#### TASK:
Search term "DetermineAdjustedIndex": copy each line of the data containing it.

#### EXTRACTED ENTRIES:

PR #14794, opened 2025-09-13
Fix playlist move from smaller to larger index

### LINKED ISSUE #14792: When moving an item in a playlist to a position larger than the current one, the new position is off by one
### Description of the bug

Using the `/Playlists/{playlistId}/Items/{itemId}/Move/{newIndex}` endpoint when `newIndex` is nonzero results in the actual index being one greater. So, if `newIndex` would be 1, the actual result (0-based) would be 2.

### Reproduction steps

1. Have a playlist with at least 3 items.
2. In the web UI, attempt to drag the first item to the second position (call `/move/...`
3. Refresh the page. Note that the item is in fact in the third position

The problem is that the index that the song _appears_ to be in after moving is actually off by one. For example (using 0-indexed counting) dragging from 0->1 should swap 0 and 1, but it instead swaps 0 and 2.

Moving to `{newIndex}` should move the item currently in the playlist to right after what is **currently** at `{newIndex}`, and not what is at `{newIndex}` when the current item is removed.

### Jellyfin Server version

Unstable

### Specify commit id

_No response_

2025090805

### Specify version number

_No response_

### Specify the build version

2025090805

### Environment

```markdown
- OS: Arch
- Linux Kernel: 6.12.46-1-lts
- Virtualization: Docker
- Clients: Web UI
- Browser: Firefox
- FFmpeg Version:
- Playback Method: 
- Hardware Acceleration:
- GPU Model: 
- Plugins: none
- Reverse Proxy: None
- Base URL: http://localhost:8096
- Networking: `127.0.0.1:8096:8096`
- Jellyfin Data Storage: local ssd
- Media Storage: local ssd
- External Integrations: none
```

### Jellyfin logs

```shell
None relevant (just WS requests)
```

### FFmpeg logs

```shell

```

### Client / Browser logs

_No response_

https://github.com/user-attachments/assets/b1a26cb2-22e7-4cbe-9cc9-1e4b21556789

In this example, I try to move cygnus (first item) after Orbit (second item). Instead, it moves after the third item (Galaxy2Galaxy)

### Additional information

The fix for https://github.com/jellyfin/jellyfin/issues/12892 appears to have an off by one when moving an item from a lower index to a higher one (e.g., 0 -> 1). The reverse path (e.g., 1 -> 0) appears to be fine.

kgarner7:
**Changes**
When attempting to use the `/move` API to move from a smaller index to a larger one, the actual value is one greater.
The fix for this is to always remove one from the index (except where it is already zero).
Before: `insertBeforeIndex = newIndex + 1 (from DetermineAdjustedIndex) + 1 (the item is removed from the list) = newIndex + 2`
After: `insertBeforeIndex = newINdex + 1 (from DetermineAdjustedIndex) - 1 (from this PR) + 1 (item is removed from list, things are offset by 1) = newIndex + 1`

**Issues**
Fixes #14792

### DIFF
--- a/Emby.Server.Implementations/Playlists/PlaylistManager.cs
+++ b/Emby.Server.Implementations/Playlists/PlaylistManager.cs
@@ -314,9 +314,7 @@ namespace Emby.Server.Implementations.Playlists
                 return;
             }
 
-            // Subtract when (newIndex > oldIndexAccessible), as the existing item is removed from the list.
-            // Otherwise, the index is now one greater than expected
-            var newPriorItemIndex = newIndex - 1 < 0 ? 0 : newIndex - 1;
+            var newPriorItemIndex = Math.Max(newIndex - 1, 0);
             var newPriorItemId = accessibleChildren[newPriorItemIndex].Item1.ItemId;
             var newPriorItemIndexOnAllChildren = children.FindIndex(c => c.Item1.ItemId.Equals(newPriorItemId));
             var adjustedNewIndex = DetermineAdjustedIndex(newPriorItemIndexOnAllChildren, newIndex);


Shadowghost (approved):

theguymadmax (approved):

JPVenson (approved):

Emby.Server.Implementations/Playlists/PlaylistManager.cs
```diff
@@ -314,7 +314,9 @@ public async Task MoveItemAsync(string playlistId, string entryId, int newIndex,
                 return;
             }
 
-            var newPriorItemIndex = newIndex > oldIndexAccessible ? newIndex : newIndex - 1 < 0 ? 0 : newIndex - 1;
+            // Subtract when (newIndex > oldIndexAccessible), as the existing item is removed from the list.
+            // Otherwise, the index is now one greater than expected
+            var newPriorItemIndex = newIndex - 1 < 0 ? 0 : newIndex - 1;
```
crobibero:
```suggestion
            var newPriorItemIndex = Math.Max(newIndex - 1, 0);
```

crobibero (approved):

PR #14791, opened 2025-09-13
Reenable common PRAGMA setters

JPVenson:

PR #14795, opened 2025-09-13
Temp/options and isplayed

JPVenson:
It somehow works like this

Builds upon #14791 and #14786 

- Cache a Folders "Children" instead of requerying them every time
- Improve internal querying to respect "Limit" parameter on querytime instead of applying it server side
- Query UserData with each BaseItem instead of requesting it individually
- Introduce dedicated "IsPlayed" query to recusively check a folder
- Reintroduce Transaction on Peoples to prevent FK collision
- Introduce FK for ParentId relation and cascade delete on it to ensure proper cleanup after library deletion

Squash pls


Jellyfin.Server.Implementations/Item/BaseItemRepository.cs
```diff
@@ -434,7 +434,17 @@ private IQueryable<BaseItemEntity> PrepareItemQuery(JellyfinDbContext context, I
...
+            .Include(e => e.UserData);
+
+        // if (filter.Recursive)
+        // {
+        //     dbQuery = dbQuery.Include(e => e.DirectChildren)!
+        //         .ThenInclude(e => e.TrailerTypes)
+        //         .Include(e => e.Provider)
+        //         .Include(e => e.LockedFields)
+        //         .Include(e => e.UserData);
+        // }
```
Shadowghost: If unsued, remove

JPVenson: tell that to the original author of emby's code

MediaBrowser.Controller/Entities/Folder.cs
```diff
@@ -1700,16 +1700,18 @@ public override void MarkUnplayed(User user)
...
+            // var itemsResult = GetItemList(new InternalItemsQuery(user)
+            // {
+            //     Recursive = true,
+            //     IsFolder = false,
+            //     IsVirtualItem = false,
+            //     EnableTotalRecordCount = false
+            // });
+
+            // return itemsResult
+            //     .All(i => i.IsPlayed(user, userItemData: null));
```
Shadowghost: Remove if unneeded

Emby.Server.Implementations/Library/UserDataManager.cs
```diff
@@ -159,7 +160,12 @@ private UserData Map(UserItemData dto, Guid userId, Guid itemId)
             };
         }
 
-        private UserItemData Map(UserData dto)
+        /// <summary>
+        /// Maps a UserData entity to an UserItemData dto.
+        /// </summary>
+        /// <param name="dto">Entity.</param>
+        /// <returns>Dto.</returns>
```
crobibero:
```suggestion
```

Emby.Server.Implementations/Library/UserDataManager.cs
```diff
@@ -237,7 +243,10 @@ private static string GetCacheKey(long internalUserId, Guid itemId)
         /// <inheritdoc />
         public UserItemData? GetUserData(User user, BaseItem item)
         {
-            return GetUserData(user, item.Id, item.GetUserDataKeys());
+            return item.UserData.Where(e => e.UserId.Equals(user.Id)).Select(Map).FirstOrDefault() ?? new UserItemData()
```
crobibero, line 241: The original query pulls the UserData that matches the ItemId first and then falls back to a random key. It probably doesn't matter but thought I would point it out

Jellyfin.Server.Implementations/Item/BaseItemRepository.cs
```diff
@@ -434,7 +434,8 @@ private IQueryable<BaseItemEntity> PrepareItemQuery(JellyfinDbContext context, I
         dbQuery = dbQuery.AsSingleQuery()
             .Include(e => e.TrailerTypes)
             .Include(e => e.Provider)
-            .Include(e => e.LockedFields);
+            .Include(e => e.LockedFields)
+            .Include(e => e.UserData);
```
crobibero, line 442: Would it be possible to pull out the UserData grouped by UserId? We only ever care about UserData by a specific id so might be worth the optimization

MediaBrowser.Controller/Entities/Folder.cs
```diff
@@ -108,11 +110,18 @@ public override string FileNameWithoutExtension
...
         /// </summary>
         /// <value>The actual children.</value>
         [JsonIgnore]
-        public virtual IEnumerable<BaseItem> Children => LoadChildren();
+        public virtual IEnumerable<BaseItem> Children
+        {
+            get
+            {
+                return _children ?? (_children = LoadChildren());
+            }
```
crobibero:
```suggestion
            get => _children ??= LoadChildren();
```

crobibero:
Need to make sure to add to the release notes that watch history will be removed if a library is removed

Emby.Server.Implementations/Library/UserDataManager.cs
JPVenson: yea i dont think that matters. This is already matched by id first by being loaded as a foreignkey. In my testing that did not make any difference but i agree we should keep that in mind if issues arise.

Jellyfin.Server.Implementations/Item/BaseItemRepository.cs
JPVenson: Well not entirely, this is also loaded into the LibraryManagers cache where all users load their data from so we need to have all provided. I will see if thats a worthwhile optimisation but from my testing loading everything does not have any noticable performance impact.

JPVenson:
When the PR gets merged i will add it to the release docs

Emby.Server.Implementations/Library/UserDataManager.cs
JPVenson: yea so i double checked, the CustomDataKey is still a relict that was important in the pre-foregin key times where the connection between UserData and Item was not relational. Now its only important if we want to reconnect detached UserData. For the actual act of reading the data it makes little difference as long as we always provide _the same_ which we do via FirstOrDefault which coincidentially should always be the one thats the ID one anyway which mimics the behavior as before.

crobibero (approved):

JPVenson:
@crobibero note should no longer be nessesary, proper cleanup of dependend BaseItems is now added

crobibero (approved):

PR #14823, opened 2025-09-20
Skip removed images when updating images

Shadowghost:
It can happen that `item.ValidateImage()` which removes inaccessible images was not run before this method is run, so non-existing images could be probed here, leading to a lot of unneccessary log spam about not found images.

**Changes**
* check for file existence and skip if unavailable

**Remarks**
It might make sense to additionally call `item.ValidateImage()` at the end of the method just to be sure that images are in a clean state when returning.

### DIFF
--- a/Emby.Server.Implementations/Library/LibraryManager.cs
+++ b/Emby.Server.Implementations/Library/LibraryManager.cs
@@ -2032,6 +2032,12 @@ namespace Emby.Server.Implementations.Library
                     }
                 }
 
+                if (!File.Exists(image.Path))
+                {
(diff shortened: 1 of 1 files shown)


ghost:
I think this has broken image generation on root folders.  With -master on an existing database, deleting root folder images never re-creates the image.  On a new database, root folder images are never generated.

ghost:
Or could also be jellyfin/jellyfin#14962

ghost:
I found the issue -- apologies, it is in my own code but from long ago that somehow is now causing an issue.

PR #339, opened 2021-09-09
make postgres context test idempotent

ChristianBeilschmidt:


ChristianBeilschmidt:
[Postgres Tests: Erstelle ad-hoc-Schema (random) für jeden Test und lösche es nach Ende des Tests.](https://trello.com/c/EBZR3fEL/311-postgres-tests-erstelle-ad-hoc-schema-random-f%C3%BCr-jeden-test-und-l%C3%B6sche-es-nach-ende-des-tests)

services/src/pro/contexts/postgres.rs
```diff
@@ -362,62 +362,125 @@ mod tests {
...
+
+        tear_down_db(pg_config, &schema).await;
+
+        // then throw errors afterwards
+        if let Err(err) = executed_fn {
+            std::panic::resume_unwind(err);
+        }
+    }
+
+    #[tokio::test(flavor = "multi_thread", worker_threads = 1)]
```
michaelmattig, line 451: is this really needed? the documentation says multi_threaded is the default flavor.

Settings-test.toml
```diff
@@ -1,5 +1,10 @@
 [postgres]
-config_string = "postgresql://geoengine:geoengine@localhost:5432"
+host = "localhost"
+port = 5432
+database = "geoengine"
+schema = "pg_temp" # we need the right to create new schemata for tests
```
michaelmattig, line 5: where is this schema used? In the test you create a geoengine_test_1234 schema.

services/src/pro/contexts/postgres.rs
ChristianBeilschmidt: yes, otherwise block_on doesn't work

Settings-test.toml
ChristianBeilschmidt: I wanted to specify a schema that doesn't provide any harm as default. You don't want to override your public schema on false usage.

michaelmattig (approved):

PR #343, opened 2021-09-14
Time-strings

ChristianBeilschmidt:


ChristianBeilschmidt:
[More flexible date in FilePAth](https://trello.com/c/N1b7hAyx/135-more-flexible-date-in-filepath)

operators/src/source/gdal_source.rs
```diff
@@ -96,13 +98,26 @@ pub enum GdalLoadingInfoPartIterator {
...
+#[serde(rename_all = "camelCase")]
+pub struct GdalSourceTimePlaceholder {
+    pub time_format: String,
+    pub which: WhichTime,
+}
+
+#[derive(Debug, Clone, Copy, Serialize, Deserialize, PartialEq)]
+#[serde(rename_all = "camelCase")]
+pub enum WhichTime {
+    TimeStart,
```
michaelmattig, line 117: just call it `start` and `end`

operators/src/source/gdal_source.rs
```diff
@@ -96,13 +98,26 @@ pub enum GdalLoadingInfoPartIterator {
     Dynamic {
         time_step_iter: TimeStepIter,
         params: GdalDatasetParameters,
-        placeholder: String,
-        time_format: String,
+        time_placeholders: HashMap<String, GdalSourceTimePlaceholder>,
```
michaelmattig, line 101: maybe name it `file_time_injection`? idk but it's more than a placeholder.

Also: do we have to check that there is at least one placeholder defined?

michaelmattig (changes requested):

operators/src/source/gdal_source.rs
ChristianBeilschmidt: The name is more confusing to the user as *placeholder* I guess.

We don't need to check that one is defined. If there is none, there is just no replacement, right?

operators/src/source/gdal_source.rs
ChristianBeilschmidt: 354160f

operators/src/source/gdal_source.rs
```diff
@@ -337,8 +351,7 @@ impl MetaData<GdalLoadingInfo, RasterResultDescriptor, RasterQueryRectangle>
 pub struct GdalMetaDataRegular {
     pub result_descriptor: RasterResultDescriptor,
     pub params: GdalDatasetParameters,
-    pub placeholder: String,
-    pub time_format: String,
+    pub time_placeholders: HashMap<String, GdalSourceTimePlaceholder>,
```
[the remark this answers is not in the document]
ChristianBeilschmidt: 354160f

operators/src/source/gdal_source.rs
```diff
@@ -96,13 +98,26 @@ pub enum GdalLoadingInfoPartIterator {
...
         step: TimeStep,
         max_t2: TimeInstance,
     },
 }
 
+#[derive(Debug, Clone, Serialize, Deserialize, PartialEq)]
+#[serde(rename_all = "camelCase")]
+pub struct GdalSourceTimePlaceholder {
+    pub time_format: String,
+    pub which: WhichTime,
```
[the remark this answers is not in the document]
ChristianBeilschmidt: 354160f

operators/src/source/gdal_source.rs
```diff
@@ -382,25 +394,93 @@ impl MetaData<GdalLoadingInfo, RasterResultDescriptor, RasterQueryRectangle>
 }
 
 impl GdalDatasetParameters {
+    /// Placeholders are surrounded by `%` and are replaced by formatted time value.
```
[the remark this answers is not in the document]
ChristianBeilschmidt: I don't know, lots of template engines work this way, e.g. in TypeScript you use `${variable}`.
I hope we won't get many replacements since multiple replace calls on top of each other aren't a good solution.

06785c7

operators/src/source/gdal_source.rs
michaelmattig: > The name is more confusing to the user as placeholder I guess.

ok

> We don't need to check that one is defined. If there is none, there is just no replacement, right?

if no placeholder is defined, the time is irrelevant and the user should use static meta data instead.

ChristianBeilschmidt: So we should fail on deserialization?
But what if the user specifies one but doesn't use it in the file_path?

michaelmattig: if we want to enforce this we should either fail on deserialization or on operator initialization.

pro:
 - fail early, otherwise it might be hard to figure out why the data is not like desired

contra:
- inconvienent for the user. maybe they have only one file currently and don't know the pattern but want to define the dataset as timer series already

ChristianBeilschmidt: 3345c04

michaelmattig (approved):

#### ANSWER TO THE PROBLEM:
Before: `insertBeforeIndex = newIndex + 1 (from DetermineAdjustedIndex) + 1 (the item is removed from the list) = newIndex + 2`
After: `insertBeforeIndex = newINdex + 1 (from DetermineAdjustedIndex) - 1 (from this PR) + 1 (item is removed from list, things are offset by 1) = newIndex + 1`
             var adjustedNewIndex = DetermineAdjustedIndex(newPriorItemIndexOnAllChildren, newIndex);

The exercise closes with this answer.